=== ASSIGNMENT ===
Pick out all lines of the entries that include the word "chris" and copy them.

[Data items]
********
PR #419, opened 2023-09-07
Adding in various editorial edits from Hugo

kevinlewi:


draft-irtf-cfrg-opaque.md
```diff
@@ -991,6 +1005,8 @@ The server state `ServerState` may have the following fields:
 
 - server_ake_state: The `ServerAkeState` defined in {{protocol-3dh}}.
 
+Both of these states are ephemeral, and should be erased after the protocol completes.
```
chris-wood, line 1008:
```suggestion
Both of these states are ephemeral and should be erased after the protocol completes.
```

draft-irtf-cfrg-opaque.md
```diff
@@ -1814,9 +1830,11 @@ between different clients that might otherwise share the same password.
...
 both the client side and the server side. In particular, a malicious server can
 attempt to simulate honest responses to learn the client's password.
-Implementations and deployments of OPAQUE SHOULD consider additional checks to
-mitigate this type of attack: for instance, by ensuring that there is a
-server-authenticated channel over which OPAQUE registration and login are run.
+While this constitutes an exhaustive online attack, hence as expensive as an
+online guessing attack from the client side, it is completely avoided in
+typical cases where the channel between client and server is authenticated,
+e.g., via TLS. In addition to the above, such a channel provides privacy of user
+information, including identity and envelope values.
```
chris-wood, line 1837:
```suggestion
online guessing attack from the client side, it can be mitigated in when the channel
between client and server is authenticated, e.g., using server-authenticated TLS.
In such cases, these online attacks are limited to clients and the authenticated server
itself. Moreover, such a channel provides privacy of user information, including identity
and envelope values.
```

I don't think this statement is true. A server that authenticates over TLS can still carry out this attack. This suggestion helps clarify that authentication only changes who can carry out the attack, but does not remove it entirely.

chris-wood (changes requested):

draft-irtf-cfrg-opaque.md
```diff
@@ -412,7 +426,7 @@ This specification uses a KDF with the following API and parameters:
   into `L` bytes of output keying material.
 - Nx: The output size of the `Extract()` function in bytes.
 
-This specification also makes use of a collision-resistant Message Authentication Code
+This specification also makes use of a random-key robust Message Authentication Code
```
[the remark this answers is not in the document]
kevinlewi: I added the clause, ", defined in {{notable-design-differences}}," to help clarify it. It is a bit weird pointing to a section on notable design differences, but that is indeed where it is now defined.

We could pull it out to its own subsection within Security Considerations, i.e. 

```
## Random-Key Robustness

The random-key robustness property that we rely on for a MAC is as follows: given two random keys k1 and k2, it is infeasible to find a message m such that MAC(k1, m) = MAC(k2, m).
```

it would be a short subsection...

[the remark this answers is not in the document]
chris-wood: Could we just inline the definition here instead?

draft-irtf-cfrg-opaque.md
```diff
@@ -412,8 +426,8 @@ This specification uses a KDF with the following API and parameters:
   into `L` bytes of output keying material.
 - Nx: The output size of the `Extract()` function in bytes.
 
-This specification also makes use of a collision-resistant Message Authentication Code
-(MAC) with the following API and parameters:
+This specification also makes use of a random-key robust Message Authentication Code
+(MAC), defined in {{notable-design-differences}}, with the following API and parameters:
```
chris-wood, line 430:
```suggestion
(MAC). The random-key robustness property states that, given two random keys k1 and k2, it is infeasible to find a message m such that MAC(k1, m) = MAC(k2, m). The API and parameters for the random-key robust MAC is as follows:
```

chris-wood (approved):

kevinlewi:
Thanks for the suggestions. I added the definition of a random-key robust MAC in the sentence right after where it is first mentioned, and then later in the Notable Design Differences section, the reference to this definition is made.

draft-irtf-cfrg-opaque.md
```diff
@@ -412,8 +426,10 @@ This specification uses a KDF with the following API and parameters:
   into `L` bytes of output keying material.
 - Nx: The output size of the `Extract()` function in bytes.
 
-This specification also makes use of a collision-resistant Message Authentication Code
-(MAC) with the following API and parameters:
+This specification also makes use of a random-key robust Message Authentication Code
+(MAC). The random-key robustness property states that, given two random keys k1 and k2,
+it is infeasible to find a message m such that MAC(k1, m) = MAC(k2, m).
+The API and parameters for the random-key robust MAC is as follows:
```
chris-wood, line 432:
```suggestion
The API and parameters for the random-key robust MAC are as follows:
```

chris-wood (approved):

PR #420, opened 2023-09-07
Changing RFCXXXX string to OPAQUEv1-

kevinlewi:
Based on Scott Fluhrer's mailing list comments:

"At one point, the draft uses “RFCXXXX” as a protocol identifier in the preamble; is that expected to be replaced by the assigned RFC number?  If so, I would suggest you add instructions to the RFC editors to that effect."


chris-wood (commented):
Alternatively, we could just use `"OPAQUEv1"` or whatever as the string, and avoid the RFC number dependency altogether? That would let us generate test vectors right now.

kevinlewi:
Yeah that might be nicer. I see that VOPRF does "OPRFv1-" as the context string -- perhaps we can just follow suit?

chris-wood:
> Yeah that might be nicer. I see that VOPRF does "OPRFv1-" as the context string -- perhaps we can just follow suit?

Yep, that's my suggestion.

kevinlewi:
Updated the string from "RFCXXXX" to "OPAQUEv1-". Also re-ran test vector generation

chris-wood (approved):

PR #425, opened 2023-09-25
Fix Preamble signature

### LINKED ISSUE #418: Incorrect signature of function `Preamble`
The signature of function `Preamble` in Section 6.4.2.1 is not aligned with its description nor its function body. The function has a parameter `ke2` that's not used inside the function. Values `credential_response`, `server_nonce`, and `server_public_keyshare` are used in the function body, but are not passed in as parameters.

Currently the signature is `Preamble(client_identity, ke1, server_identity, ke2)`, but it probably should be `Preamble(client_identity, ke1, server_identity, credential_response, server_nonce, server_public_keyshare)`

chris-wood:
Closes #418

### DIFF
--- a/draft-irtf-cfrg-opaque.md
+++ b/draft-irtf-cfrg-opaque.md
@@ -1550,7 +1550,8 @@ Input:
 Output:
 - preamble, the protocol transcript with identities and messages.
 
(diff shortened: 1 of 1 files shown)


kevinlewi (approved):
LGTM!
********
=== WRITTEN REPLY ===
chris-wood, line 1008:
chris-wood, line 1837:
chris-wood (changes requested):
chris-wood: Could we just inline the definition here instead?
chris-wood, line 430:
chris-wood (approved):
chris-wood, line 432:
chris-wood (approved):
chris-wood (commented):
chris-wood:
chris-wood (approved):
chris-wood:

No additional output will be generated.